The rapid development of (MLLMs) has been noteworthy, particularly those integrating language and vision modalities (LVMs). Their advancement is attributed to high accuracy, generalization capability, reasoning skills, and robust performance, and these models are experts in handling unforeseen tasks beyond their initial training scope. MLLMs are revolutionizing various fields, prompting a re-evaluation of specialized models. Their swift evolution sparks interest in employing them for computer vision tasks like object segmentation and integrating them into intricate pipelines like instruction-based image editing.
While models like ShareGPTV have their uses in tasks like data annotation, their practicality in production is limited due to their high cost. In contrast, specialized models like MiVOLO offer a cost-effective solution. This paper compares the best general-purpose MLLMs with technical models like MiVOLO to understand their capability to replace them. Results indicate significant differences in computational costs and speed for some tasks. This includes tasks such as labeling new data or filtering old datasets.

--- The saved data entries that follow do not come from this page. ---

PR #2661, opened 2017-11-30
Safe Charge: Provisions adapter for 3DS purchases

deedeelavinder:
Safe Charge has implemented a system by which they determine whether
purchases should be routed through the 3DS flow or not. If the merchant
is not approved for 3DS, transactions will occur as before, outside of
the 3DS flow. If a merchant is approved for 3DS, Sage Charge will
evaluate the card for enrollment status. If the card is not enrolled, it
will be processed as a 'regular' transaction. If the card is enrolled,
the Safe Charge response will include the 'xid', 'ascurl', and the
'pareq'.

Remote Tests:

The team of Researchers from SaluteDevices has presented MiVOLOv2, a model that not only outperforms all specialized models like CNN, ResNet34, and GoogLeNet but also the first version of MiVOLO. This second version, the state-of-the-art model for gender and age determination, utilizes advanced evaluation metrics such as Mean Absolute Error (MAE) for age estimation, accuracy for gender prediction, and cumulative Score at 5 (CS@5) for age estimation. The team also conducted experiments to compare the best general-purpose MLLMs with specialized models, aiming to measure all SOTA MLLMs like LLaVA 1.5 and LLaVA-NeXT, ShareGPT4V and ChatGPT4V.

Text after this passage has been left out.